The Cook-A-Long is a virtual kitchen for Medieval and Renaissance Cooking enthusiasts in the SCA. Each month a period recipe will be posted in the original language (when available) and a translation. All cooks are encouraged to try their hand at redacting and preparing the monthly dish and post his/ her results to the blog. If you are interested in becoming a participant in this cook a long, or would like to submit a dish for the month please send an e-mail to valkyr8 (at) yahoo (dot) com.

Sunday, October 18, 2009

Rouda's ROUS pie Cook-A-Long challenge. :-)

Here's the cooking challenge for anyone out there. What Medieval Like Food can you cook with the letters ROUS? A duplicate post from my focused cookery blog:

Okay. So, for the duration of the reign of Siegfried III and Elizabeth in Northshield.... (snippage} ... the Royal whim has been proclaimed, and for the duration of the reign, The Princess Bride is considered documentation for any A&S project. On the Northshield mail list, Gabriella asked for suggestions for altering her feast dishes in ways that might work with this theme. This was my reply:
For instance, you have rabbit, which you are thinking of as the last dish in your first service. And you want this to be your ROUS. Well, then, if you are swapping out the earlier stew for a sandwich--a decidedly post medieval dish--you can balance that by making a ROUS with ROUS. ;-) The soteltie is traditionally the last place in the service order, and so that would work nicely. :-)

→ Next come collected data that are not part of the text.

PR #105, opened 2018-07-12
Allow to advance arbitrary bytes in BytesReader

Moxinilian:
I am working on a network protocol using protobuf, and the buffers I get are protocol buffers with a 2 bytes packet ID header. However, there seems to be no good way to prevent the reader from taking those two bytes into the decoding process.

This PR provides a way to skip an arbitrary amount of bytes when using BytesReader, so that messages with additional data in the same buffer can be read more easily.

### DIFF
--- a/src/reader.rs
+++ b/src/reader.rs
@@ -7,15 +7,15 @@
 //!
 //! It is advised, for convenience to directly work with a `Reader`.
 
+use std::fs::File;
 use std::io::{self, Read};
 use std::path::Path;
-use std::fs::File;
 
 use errors::{Error, Result};
 use message::MessageRead;
 
-use byteorder::LittleEndian as LE;
 use byteorder::ByteOrder;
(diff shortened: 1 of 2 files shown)


tafia:
Thanks for the PR!

I'd like having some explanation in the comment because this is not something we do in general and it might confuse people. Could you add an example where this is useful?

Also I'll probably merge #104, there may be some conflict with your code, if this is the case could you rebase?

Moxinilian:
Apparently there seem to be no conflicts.
Maybe renaming the method to `skip` would help?
Unfortunately I don't see a context-free example for this. It works well in the context of skipping header data for example (unless you find a better alternative for my specific case, and so I would gladly close this PR and implement it instead).

Moxinilian:
I think making `read_byte` public might solve all issues where skipping is needed.
I think it would be a better approach. Should I close this PR or is this method still useful to have?

PR #106, opened 2018-07-13
Make byte-specific utilities available in BytesReader

Moxinilian:
See #105 for motivations.

This PR makes `read_u8` public in the BytesReader, and creates a `write_u8` method in the writer.
This will allow to write multiple messages and separate them in a single buffer with a single writer.


tafia:
Thanks!

tafia:
Published v0.6.1

Issue #97, opened 2018-04-21
Wrong field type info for a field with enum as default 


jackalcooper:
The `typ` of a field with a Enum default in a message is `FieldType::Message(String)` not `FieldType::Enum(String)`

Issue #100, opened 2018-04-30
Wrong FieldType for a Enum field 


jackalcooper:
The typ of a field with a Enum default in a message is FieldType::Message(String) not FieldType::Enum(String). The repeated field has this problem as well.

Issue #96, opened 2018-04-21
A enum field as default won't be checked


jackalcooper:
to_be_import.proto
```proto
enum Enum1 {
  a = 0;
  b = 1;
  c = 2;
}
```
```proto
import "to_be_import.proto"
message Msg1 {
  optional Enum1 x = 9 [default = a]; // a field exists
  optional Enum1 y = 9 [default = does_not_exist]; // a field doesn't exist
}
```
I also check google protoc out. It doesn't compile if this happens.

tafia:
Good point

PR #114, opened 2018-08-16
Make distinction between Message, Enum and MessageOrEnum

tafia:
MessageOrEnum being the state at the beginning of the parsing.
Also possibly fix some issue with enum in maps.

EDIT: also sanity checks that default enum values actually exist.


tafia:
closes #97 #100 #96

ROUS-- a presentation version of the dish, a standing pie that has been decorated and disguised as a Rodent Of Unusual Size. This takes a trip around the feast hall for the Ooohs and Ahhs and then is served to the head table.

A dish of ROUS (Rabbit, Onions, Unguent [the sauce or gravy], Spices) served as simplified standing pies to the remaining tables.

There would be a lot of different dishes you could make with ROUS as the initials--you could be even more clever with a pie made with Rarebit, Oysters, Unagi (Eel!), Squid or shrimp--essentially, a seafood pie in a savory cheese sauce. ;-) An illusion food that completes the illusion by not having any rodent in it. ;-)


Since I have spent much time working on cheese-like sauces, and I love seafood, I think that Aunty 'Rouda's ROUS pie is going to be a dish in development Real Soon. Mixed seafood pies are pretty findable in medieval cookery, so it's a really do-able project. And I'll likely do the other version, too, but it's probably going to have to be red beans or roasted veggies or rice for the r, rather than rabbit. That'll be the totally vegan version.

Rarebit as a sauce isn't provably period, but the Welsh are supposed to have eaten cooked cheese according to this citation from the Wikipedia article on Welsh Rarebit: It is also possible that the dish was attributed to Wales because the Welsh were considered particularly fond of cheese, as evidenced by Andrew Boorde in his Fyrst Boke of the Introduction of Knowledge (1542), when he wrote "I am a Welshman, I do love cause boby, good roasted cheese."[12] In Boorde's account, "cause boby" is the Welsh caws pobi, meaning "baked cheese". It is the earliest known reference to cheese being eaten cooked in the British Isles but whether it implies a recipe like Welsh rabbit is a matter of speculation. Since I'm putting it all into a pie, the idea of the period nature of cooked cheese isn't worrisome, but I thought it was a fun little bit of speculation about rarebit. ;-)

I would love to see what other people do!